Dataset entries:
────────────────────

PR #7768, opened 2024-04-16
filagui: Add support for external textures

elizagamedev:
We have an instance of a client trying to render a GL_TEXTURE_EXTERNAL_OES texture with filagui, which currently fails.


poweifeng (approved):

libs/filagui/src/materials/uiBlitExternal.mat
```diff
@@ -0,0 +1,29 @@
+material {
+    name : uiBlitExternal,
+    parameters : [
+        {
+            type : samplerExternal,
+            name : albedo
```
pixelflinger, line 6: What you could have done is using the same material + a bool spec constant to chose which sampler is used at the call site. on the c++ side you'd still need to create 2 materials, but from the same package. It might be easier to maintain?

elizagamedev: I agree. I pushed a new commit to do this.

pixelflinger (approved):

PR #7776, opened 2024-04-18
gltfio: enable extended implementation

### LINKED ISSUE #6358: SurfaceOrientation doesn't duplicate vertices when generating flat normals

poweifeng:
This change will enable proper flat-shading and MikkTSpace.

Fixes #6358, #7444

## Flat Shading comparison (model from #6358)

Before:
image

After: 
image

## Tangent space comparison (model from #7444)

Before:
image

After: 
image


samples/gltf_viewer.cpp
```diff
@@ -747,14 +747,25 @@ int main(int argc, char** argv) {
                 createJitShaderProvider(engine, OPTIMIZE_MATERIALS) :
                 createUbershaderProvider(engine, UBERARCHIVE_DEFAULT_DATA, UBERARCHIVE_DEFAULT_SIZE);
 
-        app.assetLoader = AssetLoader::create({engine, app.materials, app.names });
+        AssetConfigurationExtended extConfig = {};
```
romainguy, line 750: You're not doing anything with `extConfig`. You only set its gltfPath but you don't pass the config to anything.

libs/gltfio/include/gltfio/AssetLoader.h
```diff
@@ -38,6 +38,18 @@ namespace filament::gltfio {
...
+// Use this struct to enable mikktspace-based tangent-space computation.
+/**
+ * \struct AssetConfigurationExtended AssetLoader.h gltfio/AssetLoader.h
+ * \brief extends struct AssetConfiguration
+ * Useful if client needs mikktspace tangents.
+ */
+struct AssetConfigurationExtended {
+    //! Optional The same parameter as provided to \struct ResourceConfiguration ResourceLoader.h
+    //! gltfio/ResourceLoader.h
+    char const* gltfPath;
```
romainguy, line 50: I don't understand why this is realted to mikkt space? Why would setting a glTF path in a separate struct change the tangent space computations? This doesn't seem like a user-friendly API (and does it mean it only works with local files?)

libs/gltfio/include/gltfio/AssetLoader.h
```diff
@@ -62,6 +74,9 @@ struct AssetConfiguration {
 
     //! Optional default node name for anonymous nodes
     char* defaultNodeName = nullptr;
+
+    //! Optional to enable mikktspace tangents.
+    AssetConfigurationExtended* ext = nullptr;
```
bejado, line 79: Maybe comment on the required lifetime for this pointer? Based on the code it seems like it only needs to exist during `AssetLoader::create`

samples/gltf_viewer.cpp
poweifeng: sorry, I did not mean to commit gltf_viewer changes.  That was just for testing.  I undid the changes

libs/gltfio/include/gltfio/AssetLoader.h
poweifeng: Yes, deally, we'd just add support for mikktspace without changing the existing API, but that's not possible with how AssetLoader/ResourceLoader is structured.  I opted to introduce minimal changes to existing API to address the opened bugs.  So that any use case with the right criteria (desktop and only disk resources) can make use of it. But, the real, long-term solution should be a new loader API (separate from AssetLoader/ResourceLoader) that would better fit the assumption of running a remeshing algo like mikktspace.

libs/gltfio/include/gltfio/AssetLoader.h
poweifeng: Good point.  Comment added.

libs/gltfio/include/gltfio/AssetLoader.h
poweifeng: I added some comments in the header and in the commit to be more explicit about this approach's limitation.

pixelflinger: ah.. we should probably have a bug open then.

poweifeng: good point, I filed #7782 for tracking.

libs/gltfio/src/AssetLoader.cpp
```diff
@@ -202,14 +205,22 @@ class MaterialInstanceCache {
...
             mNameManager(config.names),
             mTransformManager(config.engine->getTransformManager()),
             mMaterials(*config.materials),
             mEngine(*config.engine),
-            mDefaultNodeName(config.defaultNodeName) {}
+            mDefaultNodeName(config.defaultNodeName) {
+        if (config.ext) {
+#if defined(__ANDROID__) || defined(IOS) || defined(__EMSCRIPTEN__)
+            PANIC_PRECONDITION("Extend asset loading is not supported on this platform");
+#endif
```
pixelflinger, line 219: Is there a way to query if it's supported?

pixelflinger (approved):

libs/gltfio/src/AssetLoader.cpp
poweifeng: moved this to a static method so that client can use the method to check for support.

PR #7777, opened 2024-04-18
add support for ADPF

pixelflinger:
- we add a new `utils::PerformanceHintManager` class that is only available on Android
- we also make use `utils::PerformanceHintManager` in `PlatformEGLAndroid`

TODOs: 
- add support in the Vulkan backend
- add support for the main thread and thread pools


filament/src/details/Renderer.cpp
```diff
@@ -298,7 +298,10 @@ bool FRenderer::beginFrame(FSwapChain* swapChain, uint64_t vsyncSteadyClockTimeN
         FEngine& engine = mEngine;
         FEngine::DriverApi& driver = engine.getDriverApi();
 
-        driver.beginFrame(appVsync.time_since_epoch().count(), mFrameId);
+        driver.beginFrame(
+                appVsync.time_since_epoch().count(),
+                int64_t(1'000'000'000.0 / mDisplayInfo.refreshRate),
```
poweifeng, line 303: [comment] mentions it that `refreshRate` is `0` for offscreen, is the comment outdated? 

[comment]: https://github.com/google/filament/blob/main/filament/include/filament/Renderer.h#L77

filament/backend/src/opengl/platforms/PlatformEGLAndroid.cpp
```diff
@@ -112,8 +117,34 @@ void PlatformEGLAndroid::terminate() noexcept {
...
+    PlatformEGL::beginFrame(monotonic_clock_ns, refreshIntervalNs, frameId);
+}
+
+void backend::PlatformEGLAndroid::preCommit() noexcept {
+    if (mPerformanceHintSession.isValid()) {
+        auto const actualWorkDuration = std::chrono::duration_cast<std::chrono::nanoseconds>(
+                clock::now() - mStartTimeOfActualWork);
+        mPerformanceHintSession.reportActualWorkDuration(actualWorkDuration.count());
+    }
+    OpenGLPlatform::preCommit();
```
poweifeng, line 137: `PlatformEGL` here?

filament/src/details/Renderer.cpp
pixelflinger: ah good catch. I should probably pass 0 in that case.

filament/backend/src/opengl/platforms/PlatformEGLAndroid.cpp
pixelflinger: uh. yes thanks!

poweifeng (approved):

bejado (approved):

PR #8933, opened 2025-07-07
resgen: output offset/size as constexpr

pixelflinger:
`resgen` now generates `constexpr int` variables for a resource size and offset instead of an `extern` variable. The assembly file also doesn't generate the corresponding global variables anymore, saving some binary space.


tools/resgen/src/main.cpp
```diff
@@ -245,7 +245,8 @@ int main(int argc, char* argv[]) {
     ostringstream headerStream;
     headerStream << "#ifndef " << packagePrefix << "H_" << endl
             << "#define " << packagePrefix << "H_" << endl << endl
-            << "#include <stdint.h>" << endl << endl
+            << "#include <stdint.h>\n"
+            << "#include <stddef.h>\n" << endl
```
poweifeng: I think you need to add `stddef.h` for line 267 as well.

tools/resgen/src/main.cpp
```diff
@@ -245,12 +245,12 @@ int main(int argc, char* argv[]) {
...
```
poweifeng: do we still need stddefs if you're no longer using `size_t`?

poweifeng (commented):
nit: would change the title of the commit (not PR) to be more accurate

tools/resgen/src/main.cpp
pixelflinger: 🦅 👀

PR #8937, opened 2025-07-08
Integrate opencv for image comparison in testing.

granade-work:
This adds the opencv and zlib libraries in support of a to-be-completed image comparison feature for backend tests.


poweifeng:
I have some reservation about adding this dependency. Do you have a design in mind for this work? It might be helpful to chat about this offline.

PR #8938, opened 2025-07-09
gl: Enhance error reporting for asynchronous shader operations

z3moon:
When ShaderCompilerService asynchronously compiles and links shaders, unexpected errors (e.g., GL_CONTEXT_LOST) can occur after the initial GL call, complicating diagnostics.

This change improves error context by collecting the GL error status immediately following relevant GL calls, and again when querying shader compilation and program link statuses. This provides a more detailed understanding of error origins.

BUGS=[373396840]

### DIFF
--- a/filament/backend/src/opengl/ShaderCompilerService.cpp
+++ b/filament/backend/src/opengl/ShaderCompilerService.cpp
@@ -66,8 +66,8 @@ static std::string to_string(int const i) { return std::to_string(i); }
 static std::string to_string(float const f) { return "float(" + std::to_string(f) + ")"; }
 
 static void logCompilationError(ShaderStage shaderType, const char* name, GLuint shaderId,
-        Program::ShaderBlob const& sourceCode) noexcept;
-static void logProgramLinkError(char const* name, GLuint program) noexcept;
+        GLenum callResult, Program::ShaderBlob const& sourceCode) noexcept;
+static void logProgramLinkError(char const* name, GLuint program, GLenum callResult) noexcept;
 
 static void process_GOOGLE_cpp_style_line_directive(OpenGLContext const& context, char* source,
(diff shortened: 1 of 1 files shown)


filament/backend/src/opengl/ShaderCompilerService.cpp
```diff
@@ -609,6 +611,7 @@ void ShaderCompilerService::executeTickOps() noexcept {
             GLuint const shaderId = glCreateShader(glShaderType);
             glShaderSource(shaderId, GLsizei(count), shaderStrings.data(), lengths.data());
             glCompileShader(shaderId);
+            token->gl.compilationCallResult = glGetError();
```
pixelflinger: I don't want to call glGetError() immediately after `glCompileShader` because that too might make `glCompileShader` synchronous. I'm actually not sure it will, but I think it's better to call glGetError() only once we see that the link has failed.

filament/backend/src/opengl/ShaderCompilerService.cpp
```diff
@@ -679,6 +683,7 @@ void ShaderCompilerService::executeTickOps() noexcept {
         }
     }
     glLinkProgram(program);
+    token->gl.linkCallResult = glGetError();
```
pixelflinger: same problem here, this might make `glLinkProgram` synchronous.

filament/backend/src/opengl/ShaderCompilerService.cpp
z3moon: I worried that the error of the initial gl compilation/link call might be overwritten by other subsequent gl calls for asynchronous mode. But it may be okay for the context lost case. Let me update it.

pixelflinger (approved):

PR #8939, opened 2025-07-09
webgpu: Return Feature Levels

jc3265:
BUGS = [420985749]

### DIFF
--- a/filament/backend/src/webgpu/WebGPUDriver.cpp
+++ b/filament/backend/src/webgpu/WebGPUDriver.cpp
@@ -621,8 +621,23 @@ bool WebGPUDriver::isWorkaroundNeeded(Workaround) {
 }
 
 FeatureLevel WebGPUDriver::getFeatureLevel() {
-    //todo
-    return FeatureLevel::FEATURE_LEVEL_1;
+
+    // If the max sampler counts do not meet FeatureLevel2 standards, then this is an FeatureLevel1
+    // device.
+    const auto& featureLevel2 = FEATURE_LEVEL_CAPS[+FeatureLevel::FEATURE_LEVEL_2];
+    if (mDeviceLimits.maxSamplersPerShaderStage < featureLevel2.MAX_VERTEX_SAMPLER_COUNT ||
+            mDeviceLimits.maxSamplersPerShaderStage < featureLevel2.MAX_FRAGMENT_SAMPLER_COUNT) {
+        return FeatureLevel::FEATURE_LEVEL_1;
+    }
+
+    // If the max sampler counts do not meet FeatureLevel3 standards, then this is an FeatureLevel2
+    // device.
+    const auto& featureLevel3 = FEATURE_LEVEL_CAPS[+FeatureLevel::FEATURE_LEVEL_3];
+    if (mDeviceLimits.maxSamplersPerShaderStage < featureLevel3.MAX_VERTEX_SAMPLER_COUNT ||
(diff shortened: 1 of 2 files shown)


filament/backend/src/webgpu/WebGPUDriver.cpp
```diff
@@ -621,8 +621,23 @@ bool WebGPUDriver::isWorkaroundNeeded(Workaround) {
 }
 
 FeatureLevel WebGPUDriver::getFeatureLevel() {
-    //todo
-    return FeatureLevel::FEATURE_LEVEL_1;
+
+    // If the max sampler counts do not meet FeatureLevel2 standards, then this is an FeatureLevel1
```
AndyHovingh, line 625: @jc3265 @poweifeng should we be defensive and also verify we can even support FeatureLevel1? I assume this is a highly unlikely scenario, but maybe we panic in that case (unless returning FeatureLevel0 makes any sense / would be supported)?

jc3265: so the case for FL 1 is

    // If cubemap arrays are not supported, then this is an FL1 device.
    if (!mContext.isImageCubeArraySupported()) {
        return FeatureLevel::FEATURE_LEVEL_1;
    }

 which if im not mistaken are supported by default on WebGPU 
 thats why i skipped that check and jumped to FL2

AndyHovingh: What I am asking is if we cannot even support FL1 requirements? So far we fallback to FL1 assuming we can, but as far as I can tell we never actually verify that we can even meet those settings. Maybe I am missing something.

poweifeng: maybe the webgpu minspec already meets the fl1 bar. 

FL0 is strictly for GLES2, so webgpu backend should not fall back to that.

filament/backend/src/webgpu/WebGPUDriver.cpp
```diff
@@ -621,8 +621,23 @@ bool WebGPUDriver::isWorkaroundNeeded(Workaround) {
 }
 
 FeatureLevel WebGPUDriver::getFeatureLevel() {
```
AndyHovingh, line 623: @pixelflinger @poweifeng @bejado This change certainly informs Filament what feature level the WebGPU backend driver can support at runtime, but it does not address how we configure our use of the GPU when the backend gets created, namely the device settings/limits/features. @pixelflinger, maybe I am misremembering, but I thought you mentioned something earlier about honoring the requested feature level the client requests when creating the Engine instance, that we both ensure we can support the minimum requirements for the level IN ADDITION to not requesting/using more resources than required for that level. Today, we basically request a WebGPU adapter and configure a device as if feature level 3 is requested (e.g. "give me everything you have"). This would imply that we may have different required/optional features and different limits per feature level that we would use when requesting a WebGPU adapter and creating a properly configured device for it. Is that correct? If so, do we have an example elsewhere where we do this? Or, maybe we do not have enough information at this stage to properly handle that functionality?

Or is limiting the use resource utilization ultimately handled in the Filament layer above the drivers/backends? In which case, what we have makes sense.

Also, related to this, we always prefer the `HighPerformance` power preference to `LowPower` when selecting an adapter _(see [WebGPUPlatform.cpp ~lines 513-561, the selectPreferredAdapter(...) function](https://github.com/google/filament/blob/29ed42fa9814b18725c1d547adb63d1504d6ebfc/filament/backend/src/webgpu/platform/WebGPUPlatform.cpp#L513-L561) for more detail)_. Should this depend on desktop vs mobile?

PR #8944, opened 2025-07-10
better UBO invalidation

pixelflinger:
Only invalidate UBOs when the data actually changes. It turns out it's a fairly common case for application to update MaterialInstance parameters with the same value; we now check for this before marking the UBO "dirty".

The overhead of this check should be very small but it could save many very expensive buffer updates.

### DIFF
--- a/filament/src/UniformBuffer.cpp
+++ b/filament/src/UniformBuffer.cpp
@@ -16,6 +16,17 @@
 
 #include "UniformBuffer.h"
 
+#include <utils/Allocator.h>
+#include <utils/compiler.h>
+#include <utils/debug.h>
+#include <utils/ostream.h>
+
+#include <math/mat3.h>
+
+#include <utility>
+
+#include <stdint.h>
+#include <stddef.h>
 #include <stdlib.h>
 #include <string.h>
 
@@ -94,7 +105,11 @@ void UniformBuffer::free(void* addr, size_t) noexcept {
 
 template<size_t Size>
 void UniformBuffer::setUniformUntyped(size_t const offset, void const* UTILS_RESTRICT v) noexcept{
-    setUniformUntyped<Size>(invalidateUniforms(offset, Size), 0ul, v);
+    if (UTILS_LIKELY(invalidateNeeded<Size>(offset, v))) {
+        void* const addr = getUniformAddress(offset);
+        setUniformUntyped<Size>(addr, v);
+        invalidateUniforms(offset, Size);
+    }
 }
 
 template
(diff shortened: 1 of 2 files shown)


filament/src/UniformBuffer.h
```diff
@@ -66,15 +69,22 @@ class UniformBuffer { // NOLINT(cppcoreguidelines-pro-type-member-init)
...
+    // Checks if a range needs to be invalidated by comparing the current value.
+    template<size_t Size>
+    bool invalidateNeeded(size_t const offset, void const* UTILS_RESTRICT v) const {
+        assert_invariant(offset + Size <= mSize);
+        void* const UTILS_RESTRICT addr = getUniformAddress(offset);
+        return bool(memcmp(addr, v, Size)); // inlined
+    }
+
+    // Invalidate a range of uniforms and return a pointer to it. offset and size given in bytes
+    void invalidateUniforms(size_t const offset, size_t const size) const {
```
poweifeng, line 81: Doesn't seem like `offset` and `size` are actually used here.  Couldn't we move `mSomethingDirty` to `invalidate()` and just have that?

filament/src/UniformBuffer.cpp
```diff
@@ -111,10 +126,9 @@ void UniformBuffer::setUniformUntyped<64ul>(size_t offset, void const* UTILS_RES
 template<size_t Size>
 void UniformBuffer::setUniformArrayUntyped(size_t const offset, void const* UTILS_RESTRICT begin, size_t const count) noexcept {
     constexpr size_t stride = (Size + 0xFu) & ~0xFu;
-    size_t arraySize = stride * count - stride + Size;
-    void* UTILS_RESTRICT p = invalidateUniforms(offset, arraySize);
```
z3moon, line 115: It looks like this function doesn't call invalidateUniforms. I wonder if it is okay not to invalidate it for the array values.

filament/src/UniformBuffer.h
pixelflinger: ah yes, you're right, but there is a reason for it -- I wanted this internal API to be able to invalidate ranges; currently, it just invalidate the whole thing; but I wanted to keep that info.

filament/src/UniformBuffer.cpp
pixelflinger: oof. very good catch!

pixelflinger: should be fixed now

poweifeng (approved):

z3moon (approved):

────────────────────

Work task:
Report how many lines above hold "parameters", number only.

Finished exercise:
2